Search the entries below for the string "SaveDocument" and copy the lines that hold it.
■ ■ ■ ■
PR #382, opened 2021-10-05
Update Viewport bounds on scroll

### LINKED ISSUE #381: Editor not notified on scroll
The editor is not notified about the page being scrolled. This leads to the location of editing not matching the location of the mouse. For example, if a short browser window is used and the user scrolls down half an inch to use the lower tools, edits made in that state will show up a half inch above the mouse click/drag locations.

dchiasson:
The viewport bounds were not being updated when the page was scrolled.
■ ■ ■ ■
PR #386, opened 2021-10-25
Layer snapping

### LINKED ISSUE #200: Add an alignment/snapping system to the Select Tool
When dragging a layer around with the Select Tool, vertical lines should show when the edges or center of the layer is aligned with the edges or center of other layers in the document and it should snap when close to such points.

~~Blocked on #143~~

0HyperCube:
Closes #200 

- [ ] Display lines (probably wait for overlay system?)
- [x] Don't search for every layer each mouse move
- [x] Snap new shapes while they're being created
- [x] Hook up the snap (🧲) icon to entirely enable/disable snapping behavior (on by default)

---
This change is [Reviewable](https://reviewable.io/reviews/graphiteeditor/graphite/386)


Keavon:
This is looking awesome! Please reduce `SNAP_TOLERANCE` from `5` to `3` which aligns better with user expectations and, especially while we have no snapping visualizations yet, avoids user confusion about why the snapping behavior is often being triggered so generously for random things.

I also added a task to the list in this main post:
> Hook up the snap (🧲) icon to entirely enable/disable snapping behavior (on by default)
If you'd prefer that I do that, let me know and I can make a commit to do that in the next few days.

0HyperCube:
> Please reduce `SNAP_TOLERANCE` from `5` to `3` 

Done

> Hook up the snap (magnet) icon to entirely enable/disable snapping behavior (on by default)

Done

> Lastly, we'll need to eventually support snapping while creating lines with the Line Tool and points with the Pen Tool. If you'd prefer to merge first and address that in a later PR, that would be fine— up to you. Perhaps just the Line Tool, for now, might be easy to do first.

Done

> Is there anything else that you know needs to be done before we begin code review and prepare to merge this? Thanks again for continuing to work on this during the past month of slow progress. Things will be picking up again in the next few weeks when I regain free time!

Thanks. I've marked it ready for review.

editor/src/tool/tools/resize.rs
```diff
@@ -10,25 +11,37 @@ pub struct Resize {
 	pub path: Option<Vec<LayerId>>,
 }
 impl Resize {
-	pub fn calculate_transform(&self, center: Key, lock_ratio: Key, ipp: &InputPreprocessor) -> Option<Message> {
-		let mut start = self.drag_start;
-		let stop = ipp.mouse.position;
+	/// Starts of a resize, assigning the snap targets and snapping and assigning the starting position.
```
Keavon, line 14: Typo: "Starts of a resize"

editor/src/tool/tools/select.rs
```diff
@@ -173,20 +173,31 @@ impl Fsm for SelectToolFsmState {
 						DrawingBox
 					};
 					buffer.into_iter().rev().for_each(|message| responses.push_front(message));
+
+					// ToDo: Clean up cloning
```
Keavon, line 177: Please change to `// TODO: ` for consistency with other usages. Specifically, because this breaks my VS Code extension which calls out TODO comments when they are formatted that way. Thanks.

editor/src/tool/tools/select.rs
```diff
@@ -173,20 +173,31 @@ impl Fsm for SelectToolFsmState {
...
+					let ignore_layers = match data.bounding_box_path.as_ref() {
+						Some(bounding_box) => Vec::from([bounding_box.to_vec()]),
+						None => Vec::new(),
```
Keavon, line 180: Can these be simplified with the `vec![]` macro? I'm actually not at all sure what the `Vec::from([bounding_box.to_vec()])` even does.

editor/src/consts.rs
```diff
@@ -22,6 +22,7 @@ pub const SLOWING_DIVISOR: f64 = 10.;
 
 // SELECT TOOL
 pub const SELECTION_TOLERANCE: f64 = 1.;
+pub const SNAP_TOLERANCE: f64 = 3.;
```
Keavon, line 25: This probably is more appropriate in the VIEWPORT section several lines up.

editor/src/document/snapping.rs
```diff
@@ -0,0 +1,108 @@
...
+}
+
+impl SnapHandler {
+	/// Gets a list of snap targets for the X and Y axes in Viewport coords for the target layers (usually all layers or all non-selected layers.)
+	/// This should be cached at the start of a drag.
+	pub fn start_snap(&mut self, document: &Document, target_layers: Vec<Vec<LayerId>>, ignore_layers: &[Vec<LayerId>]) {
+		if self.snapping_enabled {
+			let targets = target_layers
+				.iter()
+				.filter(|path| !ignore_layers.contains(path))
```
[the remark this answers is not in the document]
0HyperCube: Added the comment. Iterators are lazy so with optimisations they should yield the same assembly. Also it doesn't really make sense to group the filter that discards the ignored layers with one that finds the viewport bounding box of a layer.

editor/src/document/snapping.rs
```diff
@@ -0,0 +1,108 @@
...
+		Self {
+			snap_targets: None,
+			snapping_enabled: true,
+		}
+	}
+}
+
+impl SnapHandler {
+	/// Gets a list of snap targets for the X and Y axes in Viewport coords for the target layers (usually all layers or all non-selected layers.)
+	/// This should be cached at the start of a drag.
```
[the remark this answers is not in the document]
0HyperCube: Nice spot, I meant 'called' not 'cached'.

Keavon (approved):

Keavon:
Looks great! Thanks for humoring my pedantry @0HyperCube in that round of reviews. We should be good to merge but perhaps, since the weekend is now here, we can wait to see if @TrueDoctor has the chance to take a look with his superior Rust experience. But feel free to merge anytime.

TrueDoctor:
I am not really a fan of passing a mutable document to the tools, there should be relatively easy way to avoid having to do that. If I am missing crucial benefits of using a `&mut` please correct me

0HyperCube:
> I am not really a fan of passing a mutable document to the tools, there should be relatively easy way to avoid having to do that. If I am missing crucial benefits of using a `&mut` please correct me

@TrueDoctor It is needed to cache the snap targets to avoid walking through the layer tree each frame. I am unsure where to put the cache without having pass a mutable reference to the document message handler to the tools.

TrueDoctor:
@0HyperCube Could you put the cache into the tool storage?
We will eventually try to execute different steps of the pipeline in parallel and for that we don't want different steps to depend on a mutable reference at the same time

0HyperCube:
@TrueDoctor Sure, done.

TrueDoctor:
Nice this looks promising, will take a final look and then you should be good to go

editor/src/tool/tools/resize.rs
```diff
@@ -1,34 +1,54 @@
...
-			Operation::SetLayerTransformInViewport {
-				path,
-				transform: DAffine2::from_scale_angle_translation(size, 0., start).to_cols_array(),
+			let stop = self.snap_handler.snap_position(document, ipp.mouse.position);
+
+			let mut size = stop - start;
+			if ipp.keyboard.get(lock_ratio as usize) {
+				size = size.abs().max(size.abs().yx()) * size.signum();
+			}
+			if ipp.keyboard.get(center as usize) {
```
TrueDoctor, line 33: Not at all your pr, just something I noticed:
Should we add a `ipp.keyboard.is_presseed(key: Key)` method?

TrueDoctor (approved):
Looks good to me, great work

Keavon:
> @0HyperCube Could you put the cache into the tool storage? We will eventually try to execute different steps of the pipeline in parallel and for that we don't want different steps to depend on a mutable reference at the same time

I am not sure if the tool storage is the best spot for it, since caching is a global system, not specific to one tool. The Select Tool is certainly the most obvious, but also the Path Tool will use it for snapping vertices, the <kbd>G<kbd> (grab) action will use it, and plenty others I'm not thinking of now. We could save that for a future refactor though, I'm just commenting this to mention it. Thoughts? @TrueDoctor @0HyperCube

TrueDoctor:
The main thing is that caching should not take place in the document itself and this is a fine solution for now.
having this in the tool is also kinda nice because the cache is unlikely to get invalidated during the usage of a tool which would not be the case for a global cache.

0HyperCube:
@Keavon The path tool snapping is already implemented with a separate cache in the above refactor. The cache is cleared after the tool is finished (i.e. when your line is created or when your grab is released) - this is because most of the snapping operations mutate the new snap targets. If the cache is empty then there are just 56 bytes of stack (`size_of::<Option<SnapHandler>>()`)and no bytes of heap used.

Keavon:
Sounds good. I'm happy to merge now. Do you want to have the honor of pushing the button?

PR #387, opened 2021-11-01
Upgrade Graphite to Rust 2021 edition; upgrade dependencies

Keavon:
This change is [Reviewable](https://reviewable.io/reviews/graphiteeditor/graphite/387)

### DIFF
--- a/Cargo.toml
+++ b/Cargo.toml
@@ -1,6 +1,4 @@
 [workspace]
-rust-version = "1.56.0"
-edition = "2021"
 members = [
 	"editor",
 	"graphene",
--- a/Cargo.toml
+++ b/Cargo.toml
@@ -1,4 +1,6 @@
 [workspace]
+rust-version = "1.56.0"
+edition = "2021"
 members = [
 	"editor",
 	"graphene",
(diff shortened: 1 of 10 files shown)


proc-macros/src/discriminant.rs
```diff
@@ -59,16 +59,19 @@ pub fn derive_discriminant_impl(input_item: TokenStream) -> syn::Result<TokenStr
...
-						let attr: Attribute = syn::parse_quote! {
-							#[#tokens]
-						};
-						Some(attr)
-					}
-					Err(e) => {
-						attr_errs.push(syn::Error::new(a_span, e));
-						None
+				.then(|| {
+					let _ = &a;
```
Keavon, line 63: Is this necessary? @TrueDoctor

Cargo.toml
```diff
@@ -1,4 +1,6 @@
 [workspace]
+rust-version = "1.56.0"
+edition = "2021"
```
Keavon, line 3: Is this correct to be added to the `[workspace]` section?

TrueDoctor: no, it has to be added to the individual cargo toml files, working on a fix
■ ■ ■ ■
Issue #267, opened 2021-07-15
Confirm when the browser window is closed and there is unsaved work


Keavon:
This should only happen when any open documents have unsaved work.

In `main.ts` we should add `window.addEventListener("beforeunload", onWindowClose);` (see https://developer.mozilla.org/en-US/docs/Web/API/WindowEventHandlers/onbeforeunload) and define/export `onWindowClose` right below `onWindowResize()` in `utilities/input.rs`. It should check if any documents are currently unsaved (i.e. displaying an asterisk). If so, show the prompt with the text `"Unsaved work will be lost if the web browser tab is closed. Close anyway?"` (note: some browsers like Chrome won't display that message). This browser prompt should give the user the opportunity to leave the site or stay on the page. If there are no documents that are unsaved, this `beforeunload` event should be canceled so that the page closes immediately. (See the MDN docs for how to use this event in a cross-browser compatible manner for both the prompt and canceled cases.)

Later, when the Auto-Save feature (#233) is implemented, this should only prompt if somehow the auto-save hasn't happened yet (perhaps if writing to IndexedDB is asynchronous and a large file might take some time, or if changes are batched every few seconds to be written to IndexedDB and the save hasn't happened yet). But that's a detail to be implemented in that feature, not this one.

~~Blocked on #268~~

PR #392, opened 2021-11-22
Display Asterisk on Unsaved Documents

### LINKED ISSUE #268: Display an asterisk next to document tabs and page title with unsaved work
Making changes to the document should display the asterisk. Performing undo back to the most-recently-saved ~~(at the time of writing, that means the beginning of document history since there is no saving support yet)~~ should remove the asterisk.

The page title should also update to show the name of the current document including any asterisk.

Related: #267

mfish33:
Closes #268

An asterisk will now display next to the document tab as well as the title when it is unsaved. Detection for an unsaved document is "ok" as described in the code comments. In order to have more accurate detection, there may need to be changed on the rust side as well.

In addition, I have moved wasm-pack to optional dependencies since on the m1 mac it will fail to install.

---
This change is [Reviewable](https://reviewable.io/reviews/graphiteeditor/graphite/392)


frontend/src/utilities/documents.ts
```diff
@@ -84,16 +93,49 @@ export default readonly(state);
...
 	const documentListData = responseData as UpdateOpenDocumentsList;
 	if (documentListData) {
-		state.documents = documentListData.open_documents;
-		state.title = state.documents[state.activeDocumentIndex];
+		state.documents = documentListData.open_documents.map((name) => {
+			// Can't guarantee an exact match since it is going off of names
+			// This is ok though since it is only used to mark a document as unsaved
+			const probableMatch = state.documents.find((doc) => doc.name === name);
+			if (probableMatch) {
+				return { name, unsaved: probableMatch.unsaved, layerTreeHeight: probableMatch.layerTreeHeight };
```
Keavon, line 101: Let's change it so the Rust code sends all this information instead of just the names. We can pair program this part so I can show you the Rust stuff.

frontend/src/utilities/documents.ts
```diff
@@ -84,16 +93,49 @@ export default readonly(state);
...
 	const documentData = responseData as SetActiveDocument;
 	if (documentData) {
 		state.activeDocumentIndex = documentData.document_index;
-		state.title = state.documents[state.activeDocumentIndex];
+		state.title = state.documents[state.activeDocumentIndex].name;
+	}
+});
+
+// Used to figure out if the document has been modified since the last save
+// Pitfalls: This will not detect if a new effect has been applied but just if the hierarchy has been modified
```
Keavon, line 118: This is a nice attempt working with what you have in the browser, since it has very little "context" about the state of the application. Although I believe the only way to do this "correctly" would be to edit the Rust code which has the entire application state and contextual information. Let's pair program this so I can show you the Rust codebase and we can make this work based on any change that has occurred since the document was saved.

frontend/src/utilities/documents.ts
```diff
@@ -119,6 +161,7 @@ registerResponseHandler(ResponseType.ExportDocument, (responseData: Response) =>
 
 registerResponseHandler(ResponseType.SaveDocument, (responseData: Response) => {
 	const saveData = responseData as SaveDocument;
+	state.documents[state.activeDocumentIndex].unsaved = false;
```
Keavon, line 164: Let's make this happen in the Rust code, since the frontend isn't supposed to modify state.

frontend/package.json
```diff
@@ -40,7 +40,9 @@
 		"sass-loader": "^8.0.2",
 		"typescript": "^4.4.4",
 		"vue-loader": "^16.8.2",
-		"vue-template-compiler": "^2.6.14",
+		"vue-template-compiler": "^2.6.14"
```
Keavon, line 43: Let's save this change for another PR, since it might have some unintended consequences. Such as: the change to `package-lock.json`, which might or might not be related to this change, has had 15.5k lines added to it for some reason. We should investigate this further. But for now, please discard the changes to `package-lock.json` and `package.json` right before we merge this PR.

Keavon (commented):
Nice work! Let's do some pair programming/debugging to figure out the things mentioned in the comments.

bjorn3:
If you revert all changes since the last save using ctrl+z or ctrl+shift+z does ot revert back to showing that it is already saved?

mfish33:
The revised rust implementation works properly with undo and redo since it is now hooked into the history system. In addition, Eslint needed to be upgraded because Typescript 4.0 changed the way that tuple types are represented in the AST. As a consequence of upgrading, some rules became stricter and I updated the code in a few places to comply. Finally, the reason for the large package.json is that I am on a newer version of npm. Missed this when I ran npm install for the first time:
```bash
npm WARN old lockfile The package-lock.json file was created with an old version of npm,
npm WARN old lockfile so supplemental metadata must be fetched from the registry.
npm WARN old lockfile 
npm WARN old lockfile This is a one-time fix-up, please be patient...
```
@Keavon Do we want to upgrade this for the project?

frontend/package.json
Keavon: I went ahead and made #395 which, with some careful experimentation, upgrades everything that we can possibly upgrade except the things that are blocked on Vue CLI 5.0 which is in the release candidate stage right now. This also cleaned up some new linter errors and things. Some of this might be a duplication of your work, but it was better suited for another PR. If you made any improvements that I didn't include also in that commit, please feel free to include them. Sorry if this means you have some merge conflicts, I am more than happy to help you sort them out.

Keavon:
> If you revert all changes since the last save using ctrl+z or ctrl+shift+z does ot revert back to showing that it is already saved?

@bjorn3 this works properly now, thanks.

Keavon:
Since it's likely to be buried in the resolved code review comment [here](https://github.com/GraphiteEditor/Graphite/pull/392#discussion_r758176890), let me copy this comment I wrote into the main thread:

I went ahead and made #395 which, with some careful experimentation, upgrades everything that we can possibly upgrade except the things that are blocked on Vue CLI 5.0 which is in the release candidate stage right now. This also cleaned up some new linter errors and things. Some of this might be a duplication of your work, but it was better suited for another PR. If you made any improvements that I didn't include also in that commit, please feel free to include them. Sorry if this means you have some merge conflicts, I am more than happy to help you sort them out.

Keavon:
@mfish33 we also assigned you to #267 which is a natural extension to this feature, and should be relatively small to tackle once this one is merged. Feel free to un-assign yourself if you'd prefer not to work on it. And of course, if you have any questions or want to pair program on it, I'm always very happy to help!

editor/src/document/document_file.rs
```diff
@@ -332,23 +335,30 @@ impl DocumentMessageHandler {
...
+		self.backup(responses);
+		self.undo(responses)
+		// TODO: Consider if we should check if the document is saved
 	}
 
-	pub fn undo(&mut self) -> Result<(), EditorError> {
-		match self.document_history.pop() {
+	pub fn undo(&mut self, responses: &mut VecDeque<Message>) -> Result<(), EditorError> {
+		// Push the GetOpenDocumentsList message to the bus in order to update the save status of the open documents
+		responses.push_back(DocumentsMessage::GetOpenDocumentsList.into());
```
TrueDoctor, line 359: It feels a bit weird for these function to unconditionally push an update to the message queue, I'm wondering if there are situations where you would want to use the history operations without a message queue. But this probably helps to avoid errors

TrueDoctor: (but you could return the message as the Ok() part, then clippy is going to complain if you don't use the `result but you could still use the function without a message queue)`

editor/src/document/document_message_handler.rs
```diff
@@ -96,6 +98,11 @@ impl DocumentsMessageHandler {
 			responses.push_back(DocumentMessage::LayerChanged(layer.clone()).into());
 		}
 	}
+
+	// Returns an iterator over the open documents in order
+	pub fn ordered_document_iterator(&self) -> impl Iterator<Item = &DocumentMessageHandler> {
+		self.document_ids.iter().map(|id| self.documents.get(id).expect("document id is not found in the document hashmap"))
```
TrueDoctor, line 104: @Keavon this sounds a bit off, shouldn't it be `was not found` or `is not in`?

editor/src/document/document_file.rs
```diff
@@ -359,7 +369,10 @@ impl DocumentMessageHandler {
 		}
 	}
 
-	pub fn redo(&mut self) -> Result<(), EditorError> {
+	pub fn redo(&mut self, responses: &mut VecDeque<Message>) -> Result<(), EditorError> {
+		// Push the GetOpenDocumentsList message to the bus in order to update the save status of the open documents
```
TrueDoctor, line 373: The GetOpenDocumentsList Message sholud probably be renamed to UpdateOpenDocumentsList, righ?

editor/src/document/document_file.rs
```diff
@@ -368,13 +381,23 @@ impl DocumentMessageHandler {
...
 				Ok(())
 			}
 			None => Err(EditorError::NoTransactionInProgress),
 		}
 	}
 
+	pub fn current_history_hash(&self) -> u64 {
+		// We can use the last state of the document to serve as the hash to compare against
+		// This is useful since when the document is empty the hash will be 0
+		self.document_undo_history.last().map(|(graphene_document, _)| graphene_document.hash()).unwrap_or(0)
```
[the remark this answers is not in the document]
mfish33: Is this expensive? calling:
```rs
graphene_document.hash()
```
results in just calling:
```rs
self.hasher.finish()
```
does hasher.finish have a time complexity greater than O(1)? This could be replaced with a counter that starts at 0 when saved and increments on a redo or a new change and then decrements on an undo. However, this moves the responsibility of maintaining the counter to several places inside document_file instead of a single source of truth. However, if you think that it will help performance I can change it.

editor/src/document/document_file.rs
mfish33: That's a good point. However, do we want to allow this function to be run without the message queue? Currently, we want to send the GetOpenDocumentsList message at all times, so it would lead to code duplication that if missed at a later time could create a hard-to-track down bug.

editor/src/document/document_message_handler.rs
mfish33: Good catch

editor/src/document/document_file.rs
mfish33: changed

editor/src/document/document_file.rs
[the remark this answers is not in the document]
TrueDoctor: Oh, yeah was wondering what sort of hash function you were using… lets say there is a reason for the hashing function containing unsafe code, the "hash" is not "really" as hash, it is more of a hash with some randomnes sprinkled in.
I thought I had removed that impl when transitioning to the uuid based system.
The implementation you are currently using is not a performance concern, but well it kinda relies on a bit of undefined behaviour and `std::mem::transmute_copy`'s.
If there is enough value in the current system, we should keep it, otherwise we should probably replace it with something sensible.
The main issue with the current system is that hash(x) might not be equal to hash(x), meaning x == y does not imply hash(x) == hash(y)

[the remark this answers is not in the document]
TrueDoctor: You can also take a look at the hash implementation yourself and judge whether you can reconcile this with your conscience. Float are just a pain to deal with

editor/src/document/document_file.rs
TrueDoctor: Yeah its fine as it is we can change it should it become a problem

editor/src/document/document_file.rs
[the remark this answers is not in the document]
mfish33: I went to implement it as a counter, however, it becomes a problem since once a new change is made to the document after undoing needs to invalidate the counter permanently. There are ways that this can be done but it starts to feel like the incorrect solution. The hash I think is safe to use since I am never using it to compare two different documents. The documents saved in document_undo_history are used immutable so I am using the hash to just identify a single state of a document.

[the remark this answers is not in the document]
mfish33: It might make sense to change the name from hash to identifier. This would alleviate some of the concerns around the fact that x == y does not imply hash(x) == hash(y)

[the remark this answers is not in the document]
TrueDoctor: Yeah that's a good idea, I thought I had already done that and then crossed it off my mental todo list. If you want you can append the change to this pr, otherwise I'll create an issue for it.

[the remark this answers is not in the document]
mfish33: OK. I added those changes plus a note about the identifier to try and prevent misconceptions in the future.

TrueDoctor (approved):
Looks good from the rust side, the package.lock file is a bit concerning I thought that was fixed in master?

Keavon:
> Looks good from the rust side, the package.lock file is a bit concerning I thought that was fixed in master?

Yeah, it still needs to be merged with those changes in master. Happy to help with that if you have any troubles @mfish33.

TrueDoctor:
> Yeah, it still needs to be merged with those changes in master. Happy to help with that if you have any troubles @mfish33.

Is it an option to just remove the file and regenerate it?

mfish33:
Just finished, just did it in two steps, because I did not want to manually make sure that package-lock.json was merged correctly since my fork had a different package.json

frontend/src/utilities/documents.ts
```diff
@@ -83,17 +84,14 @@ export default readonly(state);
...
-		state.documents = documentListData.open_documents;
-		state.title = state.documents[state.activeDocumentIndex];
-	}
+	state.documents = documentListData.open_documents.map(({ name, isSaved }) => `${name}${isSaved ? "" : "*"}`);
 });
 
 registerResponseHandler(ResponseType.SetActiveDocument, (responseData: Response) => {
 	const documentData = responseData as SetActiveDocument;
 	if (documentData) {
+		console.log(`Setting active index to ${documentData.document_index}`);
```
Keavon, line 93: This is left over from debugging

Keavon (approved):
■ ■ ■ ■
Answer space
 registerResponseHandler(ResponseType.SaveDocument, (responseData: Response) => {
 	const saveData = responseData as SaveDocument;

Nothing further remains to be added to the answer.